The code from Brian Hie and Peter Kim’s lab in Stanford described in this 2023 Nature Biotech paper can recommend mutations in proteins. Those mutations have been shown experimentally to be beneficial for antigen binding affinity, thermal stability, poly-specific binding, immunogenicity, and viral neutralization. This is amazing and cool, right?
I was curious to test this myself. Using conda, git, and yaml I had the python scripts up and running in short time. This is thanks to the professional code and documentation of the main author on the paper, Brian Hie, who is now assistant professor at Stanford. He has a background in computer science and was trained at Stanford and MIT, with added stints at Meta, Google, Illumina, Salesforce and Microsoft. No wonder he can code! Good for me. Also noteworthy, Brian was a contributor to the ESM models published in this Meta AI Science paper from 2023. Some of those models (ESM-1b and ESM-1v_*1…5) and were used here.

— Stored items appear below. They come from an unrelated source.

Issue #727, opened 2026-07-12
Expose a finite session event snapshot API for server-side projections


thomaskwon416:
## Problem

Eve hooks are documented as the extension point for persisting session/message events to an application database, but the current public APIs do not expose a finite, cursor-bearing server-side read of a session's durable event log.

In `eve@0.22.5`:

- `message.completed` / `session.waiting` hooks receive the durable event and `HookContext`, but neither carries the event's remote `streamIndex`.
- `ClientSession.stream({ startIndex })` is a live async stream. It correctly remains open after `session.waiting` because the durable parent accepts future turns.
- Therefore an awaited boundary hook cannot notify an application that then opens `session.stream()` and waits to project the suffix: the callback never returns, the hook never settles, and the next queued turn cannot start.
- Browser `onEvent` / `onFinish` persistence is useful for UI state, but cannot be the correctness boundary for a server-owned product projection when the browser refreshes or disappears.

Observed local timeline:

1. `message.completed` is visible to the browser.
2. A downstream model/tool fetch times out and Eve correctly retries the durable step.
3. Eve emits `turn.completed` and `session.waiting` on the retry.
4. The application callback opens `session.stream()` from its stored cursor.
5. The stream waits for future parent events, so the callback and `session.waiting` hook remain pending; the product turn stays `running`, and the queued follow-up remains unattached.

This is not a request to make live streams close at `session.waiting`; that would break continuation semantics.

## Requested public capability

Please expose a finite snapshot/replay operation on `ClientSession` (name flexible), for example:

```ts
const { events, state } = await session.snapshot({ startIndex });
// events: durable events from startIndex through a tail fixed at invocation
// state.streamIndex: the exclusive cursor immediately after that captured tail
```

Required semantics:

- Captures a finite tail at invocation and never waits for future events.
- Returns ordered public `HandleMessageStreamEvent[]` plus the resulting `SessionState`/exclusive cursor.
- Uses the existing Eve session authorization/continuation contract.
- Works while the durable parent is `running`, `waiting`, completed, or failed.
- Empty suffix is a successful idempotent result with an unchanged cursor.
- Concurrent appends after the captured tail are excluded and available to the next snapshot.
- Does not require consumers to call raw HTTP routes, parse NDJSON, count chunks, or mirror Eve internals.

An equivalent hook API that supplies the exact durable cursor after the current event could also solve incremental projection, but a finite snapshot is more generally useful for bounded recovery and idempotent server-side projection.

## Suggested coverage

[...]

Issue #724, opened 2026-07-12
Expose a typed retryable readiness error for route auth


thomaskwon416:
## Problem

`eveChannel()` authorizers sometimes need to distinguish an authenticated caller whose authorization dependency is not queryable *yet* from an unauthenticated or forbidden caller.

A concrete case is owner-authorized initial session streaming:

1. `POST /eve/v1/session` authenticates and returns a new session ID.
2. The client immediately opens `GET /eve/v1/session/:sessionId/stream`.
3. An application-owned, awaited `session.started` projection may not yet have made the session-to-owner mapping queryable.
4. The caller is valid, but returning `403` permanently fails the native client. The native stream opener already treats `425` as bounded/retryable.

Today the public `AuthFn` contract only documents principal/null plus `UnauthenticatedError` and `ForbiddenError`. `routeAuth` internally preserves errors carrying a `Response`, but application code must rely on that private duck-typed behavior to emit `425`.

## Proposed invariant

**An authenticated route dependency that is provably pending may fail with one public, typed retryable readiness error. Unauthorized callers must continue to receive 401/403. Application code must not copy Eve routes, proxy streams, or implement retry sleeps.**

## Proposed API

Export a public typed error from `eve/channels/auth`, name to maintainer preference, for example:

```ts
throw new SessionNotReadyError();
```

The error should own a framework-shaped response:

- HTTP `425 Too Early`
- `cache-control: no-store`
- stable machine code such as `session_not_ready`
- optional bounded `Retry-After`, if desired

## Scope

- Public error class and types.
- `routeAuth` tests proving exact response preservation and auth-walk termination.
- Native client coverage confirming 425 retry remains bounded and abort-aware.
- Auth guide documentation and patch changeset.

No new transport or retry implementation is required; the native client already retries 425.

## Alternatives considered

Exposing target-session initiator/current auth at route time would be stronger but substantially larger: the current channel session handle exposes only ID, continuation token, and event stream, while `session.started` does not expose `SessionAuthContext`. A typed readiness error is the smallest public contract that closes the gap without leaking session auth or adding a durable metadata index.

## Consumer

FreshlakeAI/livetaxbot TGL-493/TGL-494. The consumer has adversarial coverage ensuring 425 is returned only for an exact owned, running, unattached reservation; missing, stale, cross-user, cross-chat, or differently attached records remain 403.

thomaskwon416:
[...]

PR #734, opened 2026-07-13
Add finite session lifecycle primitives

thomaskwon416:
## What changed

- add a public finite `ClientSession.snapshot()` API that returns ordered events plus the resulting session state/cursor
- add a typed public `SessionNotReadyError` (HTTP 425, no-store) and bounded client retry for a just-created session
- make continuation sends resume-only so they never create a replacement parent
- expose the raw client continuation token to session handles and lifecycle hooks without application namespace parsing

## Why

Server-authoritative applications need to project a finite event suffix and authorize the short create-to-addressable window without copying Eve routes, adopting a live stream inside hooks, or keeping duplicate continuation-token authorities. The continuation client must also fail rather than silently fork a new parent.

Addresses #724 and #727.

## Validation

- focused Eve unit suites: 88/88
- hook lifecycle integration: 1/1 on Windows
- TypeScript: green on Node 24 under WSL
- production build and package: green
- `git diff --check`: green

The broader Windows unit run passes changed suites; unrelated existing path/bin tests remain platform-specific. Direct Linux integration config currently hits the repository's existing `#internal/workflow-bundle/workflow-builders.js` resolution failure, while the focused Windows integration tracer passes.

### DIFF
--- a/.changeset/clean-finite-sessions.md
+++ b/.changeset/clean-finite-sessions.md
@@ -4,4 +4,6 @@
 
 Add a finite `ClientSession.snapshot()` API for durable event reconciliation
 and a public `SessionNotReadyError` auth contract that maps transient session
-readiness to a stable, non-cacheable HTTP 425 response.
+readiness to a stable, non-cacheable HTTP 425 response. Eve continuation
+requests are now resume-only and bounded-retry readiness races instead of
+silently starting a duplicate session.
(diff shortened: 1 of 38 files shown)


De-ASI-INTERFACE:
Richard patterson

On Sun, Jul 12, 2026 at 11:37 PM thomaskwon416 <
***@***.***>
wrote:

Besides the easy setup, I was surprised to see that the ESM models even suggest mutations on the best-selling antibody of all time, Humira. Output after ~30 seconds:

Sharing my insights on the paper’s results:
Three of the seven tested antibodies (e.g. MEDI8852, mAb114 and REGN10987) were in the clinic; in other words they have undergone thorough in vitro and in vivo evolution before. This fact adds an extra layer of significance to the obtained results. Another intriguing observation, also highlighted by the authors, is that approximately half of the recommended mutations, such as the E65K mutation for Humira VH, occur in framework regions that typically aren’t associated with antigen binding.
I interpret this phenomenon as a reflection of how the models scrutinize the provided sequence data and propose alterations based on their extensive training. This function proves invaluable, considering the sheer volume of sequences—nearly 100 million—no human could possibly commit to memory. It’s worth noting, however, that the enhancements achieved through these mutations are occasionally modest, typically resulting in a twofold improvement.
Despite this caveat, AI driven by unsupervised models exhibits remarkable predictive capabilities for identifying beneficial mutations across various parameters. Moreover, the commendable profiling of 122 mutants, with nearly all successfully expressed, underscores the robustness of the approach.